Perception bias is a type of unconscious or implicit bias that occurs when a perception is skewed based on inaccurate and overly simplistic assumptions about a group a person “belongs” to. This may include biases or stereotypes about age, gender, ethnicity, and appearance. These attitudes, beliefs, or stereotypes can affect a provider’s ability to make sound medical decisions.

Perception biases can create a conflict between what a person believes and what they want to do (FitzGerald and Hurst, 2017). Providers may feel they can overcome biases through sheer will power. They may feel that bias does not occur among professionals and experts, or they may believe that they are impartial and immune to bias. They may perceive bias as only associated with corrupt or malicious people or with “bad apples” rather than systemic issues.
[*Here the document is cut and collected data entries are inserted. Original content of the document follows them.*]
Issue #980, opened 2024-04-10
Dailymotion videos no longer play


xRyozuo:
**Please confirm whether you've tried the following debugging steps:**

  - [X] Clearing cache and refreshing the page (On Firefox, press Ctrl+F5.  On Chrome, press F12, then right click the refresh button and click "Empty Cache and Hard Reload")
  - [X] Disabling all browser extensions
  - [x] Using a clean channel with no customizations
  (also tried on several different devices and browsers)
  
### Description of the Problem ###
Videos from dailymotion dont seem to play anymore (tried adding new random videos, nada), this started happening sometime this week. The channel had been running and working for a few months with no issues. Now theres a blank black box in its stead but the header does display the correct title of the video.

### System Information ###
CONFIRMED IT DOESNT WORK ON:
  - **Operating System (Windows / iOS):**
  - **Web Browser (Firefox / Safari / Edge):**
  - **Error Messages Displayed:** N/A
  - **Screenshot of JavaScript Console:**
 unreachable code after return statement
[all.js:2:23140](https://api.dmcdn.net/all.js)
downloadable font: Glyph bbox was incorrect (glyph ids 27 29 124 127 128 136 149 150 156 162 181 198 201) (font-family: "Glyphicons Halflings" style:normal weight:400 stretch:100 src index:1) source: https://maxcdn.bootstrapcdn.com/bootstrap/3.3.1/fonts/glyphicons-halflings-regular.woff
Connecting to {"url":"https://zip.cytu.be:8443/","secure":true} [callbacks.js:1256:13](https://cytu.be/js/callbacks.js)
This integration method is deprecated. We advise using Player Embeds https://faq.dailymotion.com/hc/en-us/articles/4411096679954-Integrate-your-Player-Embed

calzoneman:
Hi, thanks for reporting this.  I'm no longer actively maintaining this software so we'll have to see if someone else is willing to redo the dailymotion implementation as it looks like they changed it.

xRyozuo:
Oh shame! So out of curiosity, what would I need to learn to do this
myself? I depend on the channel to fall asleep so I’m motivated lol

Xaekai:
The documentation for DailyMotion player APIs is here:
https://developers.dailymotion.com/sdk/player-sdk/web/#methods

The page referenced in the console errors of CyTube's webclient when you play a DailyMotion video current is here:
https://developers.dailymotion.com/guides/getting-started-with-web-sdk/#player-library-script


[...]

PR #983, opened 2024-05-11
Add player integration code removed from the dailymotion js sdk

hdfssk:
The broken dailymotion player described in https://github.com/calzoneman/sync/issues/980 was caused by Dailymotion removing direct player creation support from their js SDK. They’d set up a method to remove it a while ago, which they turned on with their [commit 75b4102](https://github.com/dailymotion/dailymotion-sdk-js/commit/75b410229aa10467026a53cc5778fde66f1e9be5). The js SDK, documented [here](https://developers.dailymotion.com/sdk/platform-sdk/javascript/), is loaded from https://api.dmcdn.net/all.js by sync & other projects. The SDK’s github readme currently says:
 
> ⚠️ WARNING: We no longer support this SDK for Player integration on web environments. It can be used for interaction with the [Platform API](https://developers.dailymotion.com/api/platform-api/) only. The Player should be embedded using the new default Player integration methods, info can be found [here](https://developers.dailymotion.com/sdk/player-sdk/web).

The new integration method they point to there seems to demand [making a dailymotion account, configuring a custom player w/ a unique ID, and loading their scripts based on that ID](https://developers.dailymotion.com/guides/getting-started-with-web-sdk/) . This is a can of worms, and it's not clear how this could work for sync in general.

Fortunately, it’s still possible to create a Dailymotion player with their js SDK’s object interface, instead of the functional interface that vanished when they decided to “Sunset player API v2". This PR does so to get Dailymotion sync support working again.

### DIFF
--- a/player/dailymotion.coffee
+++ b/player/dailymotion.coffee
@@ -18,7 +18,12 @@ window.DailymotionPlayer = class DailymotionPlayer extends Player
             if quality != 'auto'
                 params.quality = quality
 
-            @dm = DM.player('ytapiplayer',
+            @element = DM.$('ytapiplayer')
+            if not @element or @element.nodeType != Node.ELEMENT_NODE
+                throw new Error("Invalid player element in DailymotionPlayer(), requires an existing HTML element: " + @element)
+            if DM.Player._INSTANCES[@element.id] != undefined
+                @element = DM.Player.destroy(@element.id)
+            @dm = DM.Player.create(@element,
                 video: data.id
                 width: parseInt(VWIDTH, 10)
                 height: parseInt(VHEIGHT, 10)


player/dailymotion.coffee
```diff
@@ -18,7 +18,12 @@ window.DailymotionPlayer = class DailymotionPlayer extends Player
             if quality != 'auto'
                 params.quality = quality
 
-            @dm = DM.player('ytapiplayer',
+            @element = DM.$('ytapiplayer')
+            if not @element or @element.nodeType != Node.ELEMENT_NODE
+                throw new Error("Invalid player element in DailymotionPlayer(), requires an existing HTML element: " + @element)
```
calzoneman, line 23: Under what conditions could this happen?  If this could realistically happen to a user it'd be better to add a warning banner on the page rather than throw an error from the script in which case the user probably won't realize what happened.

Xaekai:
> The new integration method they point to there seems to demand [making a dailymotion account, configuring a custom player w/ a unique ID, and loading their scripts based on that ID](https://developers.dailymotion.com/guides/getting-started-with-web-sdk/)

This is precisely why I threw my hands up in the air. This is the same reason I haven't added Rumble support. Their APIs seem geared to allowing publishers to customize embeds on their own sites and the idea of an unrelated 3rd party using their embeds is persona non grata. I appreciate your efforts to subvert their enshittifications.

player/dailymotion.coffee
hdfssk: This is just the validation code from [dailymotion’s deprecated DM.player function](https://github.com/dailymotion/dailymotion-sdk-js/blob/43376ce9a1fe6375a53e4252f1f0fd021d9ca54d/src/core/player.js#L34). I don't think it's a realistic end user situation, it made more sense as a warning to outside programmers of the dailymotion js sdk that they'd passed in a bad parameter. In sync, it’s only useful for warning about a potential future programming error, and can safely be removed if you’d rather.
Shot May 12 2024, 1꞉39꞉17pm

hdfssk (commented):
oops, [left this in Pending](https://github.com/orgs/community/discussions/10369)

Xaekai:
Closes #980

Although research has shown this to be incorrect, they often feel that bias is eliminated by technology, instrumentation, automation, or artificial intelligence (Dror, 2020).

What is Diagnostic and Treatment Bias?

The use of racial terms to describe epidemiologic data perpetuates the belief that race itself puts patients at risk for disease, and this belief is the basis for race-based diagnostic bias. Rather than presenting race as correlated with social factors that shape disease or acknowledging race as an imperfect proxy for ancestry or family history that may predispose one to disease, the educators we observed portrayed race itself as an essential—biologic—causal mechanism.

Amutah, et al., 2021
New England Journal of Medicine

Many biases have been described in the healthcare literature, and many of these have been shown to influence decisions (Featherston et al., 2020). Patient-provider interactions, treatment decisions, patient adherence to recommendations, and patient health outcomes can be influenced by bias. This can lead to an unintentional form of discrimination that affects decision-making structurally and systematically and is hard to identify and uncover (Nápoles et al., 2022).

Studies have shown that implicit racial bias profoundly influences clinical decision-making. Its affects nonverbal behaviors such as eye contact and posture and has been shown to influence the quality of physicians’ interpersonal communication with African American patients and, in turn, patients’ trust and perceptions of their physicians (van Ryn et al., 2015).

Definitions

  • Bias: the unintended influence of factors that are not meant to be considered; a tendency to prefer one person or thing to another.
  • Diversity: ways in which people differ; characteristics that make one individual or group different from another.
  • Equality: when every individual has the same rights, resources, and opportunities, regardless of their circumstance.
  • Equity: the idea that all individuals have equal access to healthcare services and resources, regardless of their race, ethnicity, socioeconomic status, gender, sexual orientation, or other characteristics.
  • Explicit (conscious) bias: conscious and intentional discrimination against certain groups of people.
  • Implicit (unconscious or hidden) bias: bias that is outside a person’s consciousness; may directly contradict a person’s stated beliefs and values.
  • National origin discrimination: Treating people unfavorably due to where they are from, their ethnicity or their accent.
  • Prejudice: a bias, opinion, idea, or belief about something; an assumption or dislike for a person or group simply based on the person’s membership in that group.
  • Racial discrimination: treating a person adversely due to race or characteristics associated with that race, such as hair texture, facial features, or skin color.
  • Structural racism: the history and current reality of racism across all institutions combining to create a system that negatively impacts communities of color.
  • Stereotype: beliefs and opinions about the characteristics, attributes, and behaviors of members of a group; a generalization, often exaggerated, or untrue.